This result indicates that to obtain the corresponding ECH of an image, it is only necessary to calculate the amount of edge corner pixels in each sub-range of a GSH. Therefore, the calculation steps of an ECH are as follows:

1) Calculate the GSH of the gray-level image.

2) Consider all pixels of each sub-range and extract the edge pixels.

3) Consider all edge pixels of each sub-range and extract the edge corner pixels.

4) Calculate the number of edge corner pixels in each sub-range.

5) Construct ECH using the results obtained in step 4.

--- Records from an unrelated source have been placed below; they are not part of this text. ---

PR #219, opened 2023-11-15
[AIC-PY][1/n] llama extension+cookbook

jonathanlastmileai:
[AIC-PY][1/n] llama extension+cookbook

---
Stack created with [Sapling](https://sapling-scm.com). Best reviewed with [ReviewStack](https://reviewstack.dev/lastmile-ai/aiconfig/pull/219).
* #238
* __->__ #219

### DIFF
--- a/cookbooks/llama/python/llama.py
+++ b/cookbooks/llama/python/llama.py
@@ -1,0 +1,1 @@
+/Users/jonathan/Projects/aiconfig/extensions/llama/python/llama.py
--- a/extensions/llama/python/llama.py
+++ b/extensions/llama/python/llama.py
@@ -1,0 +1,68 @@
+from typing import Any
+from aiconfig import Output, Prompt
+from aiconfig.Config import AIConfigRuntime
+from aiconfig.default_parsers.parameterized_model_parser import ParameterizedModelParser
+from aiconfig.model_parser import InferenceOptions
+from aiconfig.schema import ExecuteResult
+
+from llama_cpp import CreateCompletionResponse, Llama
+
+from aiconfig.util.params import resolve_prompt
+
+
+SUPPORTED_MODELS = ["llama-2-7b-chat"]
+
+
+class LlamaModelParser(ParameterizedModelParser):
+    def __init__(self, model_path: str) -> None:
+        super().__init__()
+        self.model_path = model_path
+
+    async def serialize(
+        self,
+        prompt_name: str,
+        data: Any,
+        ai_config: AIConfigRuntime,
+        parameters: dict | None = None,
+        **kwargs,
+    ) -> Prompt:
+        parameters = parameters or {}
+        out = Prompt(name="TODO", input="TODO")
+        return out
+
+    async def deserialize(
+        self, prompt: Prompt, aiconfig: AIConfigRuntime, params: dict | None = None
+    ) -> dict:
+        out = {}
+        return out
+
+    def id(self) -> str:
+        return "LLaMA"
+
+    async def run_inference(
+        self,
+        prompt: Prompt,
+        aiconfig: AIConfigRuntime,
+        options: InferenceOptions | None,
+        parameters: dict,
+    ) -> ExecuteResult:
+        resolved = resolve_prompt(prompt, parameters, aiconfig)
+
+        llm = Llama(self.model_path)
+        response = llm(resolved)
+
+        try:
+            texts = [r["choices"][0]["text"] for r in response]
+        except TypeError:
+            texts = [response["choices"][0]["text"]]
+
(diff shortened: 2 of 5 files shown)


cookbooks/llama/python/llama.py
```diff
@@ -0,0 +1 @@
+/Users/jonathan/Projects/aiconfig/extensions/llama/python/llama.py
```
saqadri, line 1: I'm guessing this will be replaces with a requirements.txt that imports the llama extension once published?

extensions/llama/python/llama.py
```diff
@@ -0,0 +1,68 @@
...
+        return out
+
+    async def deserialize(
+        self, prompt: Prompt, aiconfig: AIConfigRuntime, params: dict | None = None
+    ) -> dict:
+        out = {}
+        return out
+
+    def id(self) -> str:
+        return "LLaMA"
```
saqadri, line 40: nit: keep lowercase

saqadri (approved):

extensions/llama/python/llama.py
rholinshead: @jonathanlastmileai  I can make this change upstream in ts if you agree on lowercase?

extensions/llama/python/llama.py
```diff
@@ -0,0 +1,68 @@
...
+from aiconfig.default_parsers.parameterized_model_parser import ParameterizedModelParser
+from aiconfig.model_parser import InferenceOptions
+from aiconfig.schema import ExecuteResult
+
+from llama_cpp import CreateCompletionResponse, Llama
+
+from aiconfig.util.params import resolve_prompt
+
+
+SUPPORTED_MODELS = ["llama-2-7b-chat"]
```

ECH has the same length as GSH. As a result, the calculation complexity and time cost of the matching process in UTAN using ECH is the same as using GSH.

3 Simulation results

Simulations were conducted to investigate the performance of ECH in the matching process for UTAN. An underwater terrain image was constructed from actual depth data collected by a multi-beam bathymetry sonar (RESON 7125) using biharmonic spline interpolation (Sandwell, 1987). The image obtained was then used as the DTM. Depth data of a local region in the DTM were extracted and considered as 2D bathymetric measurements obtained by an AUV in real-time. The real-time image (RTI) was constructed from this set of data using the same interpolation method. The RTI was used as a window (template) to scan over the DTM in order to obtain the position (a fix) of the AUV by comparing the similarity of the images. The RTI scans the DTM from left to right and from top to bottom, using a particular searching step. At each step, the ECH of a local region of the DTM is calculated. The mean square difference (MSD) is then chosen as a measure of the similarity between this ECH and that of the RTI. Fixes of the position that have the largest similarities are then considered to be matching results, and these are then used to reset the INS.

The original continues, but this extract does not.